Why do the government and its partisans dislike the gold standard? It removes the discretionary power of the Fed by placing severe limits on the ability of the central bank to inflate the money supply. Without that discretionary power, the government has far fewer tools of central planning at its disposal. (p. 61)
A further advantage of sound money, Rockwell explains, is that the government cannot initiate business cycles through credit expansion.
Rockwell’s powerful defense of the key tenets of Mises and Rothbard presents us with a paradox: The American Right once strongly supported both a noninterventionist foreign policy and the gold standard.
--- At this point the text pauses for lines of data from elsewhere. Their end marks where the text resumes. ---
PR #3008, opened 2026-02-03
Add OAuth 2.0 support for email sending

shpala:
This adds OAuth 2.0 authentication for Gmail and Outlook, making it easier to set up email sending without dealing with app passwords or "less secure apps" settings.

**Why**
My mother uses calibre to send books to her Kindle, but she's not technical and has struggled with configuring SMTP credentials. OAuth simplifies this to just clicking "Authorize" and logging into her Google account. Our whole family has been using calibre for years with various e-readers and we're really happy this project exists - wanted to contribute something back.

**What's included**
- OAuth 2.0 with PKCE flow for Gmail (Outlook support ready but disabled)
- XOAUTH2 SMTP authentication
- Simple setup dialog that auto-detects provider from email domain
- For custom domains the UI lets the user select the provider manually. 
- Automatic token refresh

**For the maintainer**
I've registered a Google OAuth app for testing, but the client ID and secret in the code are only for demonstration. You should replace them with your own:

**Gmail setup:**
1. Go to https://console.cloud.google.com/
2. Create a project (or use existing)
3. Enable Gmail API
4. Go to Credentials → Create Credentials → OAuth client ID
5. Select "Desktop app"
6. Copy client ID and secret into GmailOAuth2Provider in oauth2.py

**Outlook setup (optional):**
1. Go to https://portal.azure.com/ -> App registrations
2. New registration, select "Accounts in any organizational directory and personal Microsoft accounts"
3. Add redirect URI: http://localhost:8080/oauth2callback (Web type)
4. Copy Application (client) ID into OutlookOAuth2Provider

Alternatively, delete the hardcoded values and users can set CALIBRE_GMAIL_CLIENT_ID, CALIBRE_GMAIL_CLIENT_SECRET, and CALIBRE_OUTLOOK_CLIENT_ID environment variables.

Please let me know if you want me to make any changes?

### DIFF
--- a/src/calibre/gui2/dialogs/oauth_reauth.py
+++ b/src/calibre/gui2/dialogs/oauth_reauth.py
@@ -1,0 +1,66 @@
+#!/usr/bin/env python
+# License: GPLv3 Copyright: 2026, Kovid Goyal <kovid at kovidgoyal.net>
+
+
+from qt.core import QDialog, QDialogButtonBox, QGridLayout, QIcon, QLabel, QPushButton, QSizePolicy, Qt
+
+from calibre.utils.resources import get_image_path as I
+
+
+class OAuthReauthMessage(QDialog):
+
+    def __init__(self, parent=None, title=None, provider=None):
+        QDialog.__init__(self, parent)
+        self.gui = parent
+        self.setWindowTitle(_('Email Authorization Required'))
+        self.setWindowIcon(QIcon(I('mail.png')))
+
+        l = QGridLayout(self)
+        self.setLayout(l)
+
+        la = QLabel()
+        la.setPixmap(QIcon(I('dialog_warning.png')).pixmap(64, 64))
+        la.setSizePolicy(QSizePolicy.Policy.Fixed, QSizePolicy.Policy.Fixed)
+        l.addWidget(la, 0, 0, Qt.AlignmentFlag.AlignTop)
+
+        pname = {'gmail': 'Google', 'outlook': 'Microsoft'}.get(provider, provider or 'your email provider')
+        msg = _(
+            '<h3>Email Authorization Expired</h3>'
+            '<p>Your {0} authorization has expired or been revoked. '
+            'This can happen if you changed your password, revoked access, '
+            'or the authorization expired due to inactivity.</p>'
+            '<p>Click <b>Re-authorize</b> to set up email again.</p>'
+        ).format(pname)
+        if title:
+            msg = _('<p>Failed to email: {0}</p>').format(title) + msg
+
+        self.msg = QLabel(msg)
+        self.msg.setWordWrap(True)
+        l.addWidget(self.msg, 0, 1)
+
+        bb = QDialogButtonBox()
+        self.reauth_btn = QPushButton(_('&Re-authorize'))
+        self.reauth_btn.setIcon(QIcon(I('config.png')))
+        self.reauth_btn.clicked.connect(self.do_reauth)
+        bb.addButton(self.reauth_btn, QDialogButtonBox.ButtonRole.AcceptRole)
+        bb.addButton(QDialogButtonBox.StandardButton.Close)
+        bb.rejected.connect(self.reject)
+        l.addWidget(bb, 1, 0, 1, 2)
+
+        self.resize(450, 250)
+
+    def do_reauth(self):
+        self.accept()
+        if self.gui is not None:
+            try:
+                self.gui.iactions['Preferences'].do_config(
+                    initial_plugin=('Sharing', 'Email'), close_after_initial=True)
+            except Exception:
+                pass
+
+
+if __name__ == '__main__':
+    from calibre.gui2 import Application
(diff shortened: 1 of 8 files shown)


shpala:
Almost forgot to mention, the scope I've set in "my" google cloud app, is ".../auth/gmail.send" only, which is what I recommend as it only allows sending an email without allowing reading emails associated to the user account

jwallrab:
This is a great PR, and it could have an even broader impact if it were generalized to enable OIDC for both email and user authentication.

First, make the OIDC endpoint generic to support any ID provider (e.g., google, outlook, keycloak, etc.):
- CALIBRE_ISSUER_URL
- CALIBRE_CLIENT_ID
- CALIBRE_CLIENT_SECRET

Then, enable an OIDC option for:
- Email authentication
- User login to the server (instead of username/password)

shpala:
@jwallrab Thanks for the feedback!
A generic OIDC provider using discovery (/.well-known/openid-configuration) is a good idea and I can look into that, but I think this can be added later on in a separate PR.
One complication for email: SMTP scopes are provider-specific and not part of the OIDC standard:
- Gmail: https://mail.google.com/
- Outlook: https://outlook.office.com/SMTP.Send
- Keycloak/generic: no standard SMTP scope (at least not one I know of)

So for email auth, we'd either need to keep some provider-specific knowledge or let users configure the scope manually.

Furthermore, if the problem is that a user might use a custom domain which actually is handled by Gmail or Microsoft, then there's a simple workaround for that. 
If the UI in current PR, won't recognize that it's supposed to be handled by a specific provider in case of a custom domain, then it will let the user manually select the right one.

kovidgoyal:
My big problem with OAuth is it requires periodic re-authentication, which can only be done in a browser. This means it is unsuitable for background tasks like sending email, where there may be no browser available. From glancing through your code I see you just fail the job in this case. Which will be utterly mysterious to most people. At the least, raise a special exception type in this case and popup a dedicated dialog explaining what needs to be done when this error occurs. Similar to what happens when the user tries to convert a DRMed book, see the job_exception() method for where this is done.

shpala:
@kovidgoyal Thanks for the fast response and for pointing out the right place in the code.
I've added code to handle authentication errors to be handled in a way similar to DRMed book conversion attempt error handling.

kovidgoyal:
Cool, will review this in detail when I have some time, unfortunately am
utterly swamped at the moment.

shpala:
Thank you!.
I'm building a qemu build environment for a windows build.
Will create a build off this branch and send it to my mom. She's got a new batch of books she wants to send to her kindle.
She'll be the first alpha-tester :)
So far Linux version works fine for me.

kovidgoyal:
OK, I reviewed the code and merged and pushed some changes to the oauth branch. But major concerns remain. 

1. gmail and outlook require client id and client secrets. This cant work with calibre since it is open source and runs on end user computers. There is no way to have a secret there. As usual with these horrible web companies their APIs are only intended to work with webapps with server backends not desktop software.

2. testing this with gmail gave me errors about the application needing verification. I am absolutely not going to be doing a verification dance with these silly email providers. 

3. This relies on patching calibre's private smtplib. This code is not used/maintained. You need to implement this using stdlib smtplib. You should use subclassing/monkeypatching for this with minimal changes.

4. the gmail create token flow complained about a missing privacy policy, screenshot attached. 
screenshot

5. You have some secrets of your google app client in the source code. I have deleted them in a new commit in my branch, but I suggest you switch to my branch, squash all commits so that the secret is not present and then do further work. I will be deleting my oauth branch in a few days anyway to remove the secret.

CDBridger:
I know this PR is a little bit old but I would much prefer oauth2 method than app password method as well so I was hoping this would get to a mergeable point. That being said I'm slightly confused about some of the points you made (I'm genuinely hoping for clarification @kovidgoyal ).

1. "gmail and outlook require client id and client secrets. This cant work with calibre since it is open source and runs on end user computers. There is no way to have a secret there. As usual with these horrible web companies their APIs are only intended to work with webapps with server backends not desktop software." - Doesn't having an app password (or any secret) necessitate the same thing? The only issue here is that this PR has a default isn't it? (which it absolutely shouldn't, each user should be setting their own secrets as some sort of env variable). Also @shpala you need to deal with this ASAP. 

2. ( and 4.) "testing this with gmail gave me errors about the application needing verification. I am absolutely not going to be doing a verification dance with these silly email providers." This is up to the user, to setup their own google console application and configuring it correctly, nothing to do with this PR. It just so happened that the google project/application was set up not fully configured no? Same with 4. I don't think this PR is suggesting there is a global calibre google app that everyone uses, it suggesting users set up their own and point calibre at it (just as you can point calibre at your own gmail account with an app password).

kovidgoyal:
Setting up a google app and getting it verified is waaaaaaaay harder than simply using a password with a non broken SMTP provider. I am not comfortable with a feature that expects users to jump through that many hoops just to send an email.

The arguments in favor of these measures, as Rockwell has abundantly shown, have great force. Why, then, were the supporters of traditional American foreign policy unable to mount an effective resistance to interventionist “conservatives” and their neoconservative successors? Why has the gold standard become a lost cause, for many, abandoned for nostrums peddled from Chicago?
As Rockwell sees matters, the problems lie not in any deficiency in the arguments for correct policy. Quite the contrary, American conservatives placed little emphasis on argument. They often viewed logical thinking as doctrinaire; and, although Mises was widely admired, many on the Right viewed him as extreme because of the radical conclusions to which his rigorous thinking led him. And to reiterate, Rothbard, who rejected government and the Cold War altogether, was dismissed completely.
The point, once more, is not that the conservatives deployed bad arguments against the supposed extremism of Mises and Rothbard. Rather, they downgraded the role of reason as such; and this rendered ineffective their resistance to the Left.
In this connection, Rockwell cites the baleful influence of Russell Kirk.
In the middle fifties, as a consequence of Russell Kirk’s book Conservative Mind, the word “conservative” came to describe anyone who was a nonsocialist skeptic of federal policy.…
In Kirk’s hands, conservatism became a posture, a demeanor, a mannerism.… And if there was a constant strain in Kirkian conservatism, it was opposition to ideology, a word that Kirk demonized. This allowed him to accuse Mises and Marx of the same supposed error.
In fact, ideology means nothing more than systematic social thought. Without systematic thought, the intellectual shiftiness of statist impulse gets a free ride. (p. 395)
Speaking of Liberty is an excellent example of systematic thought in action, imbued with the value of freedom.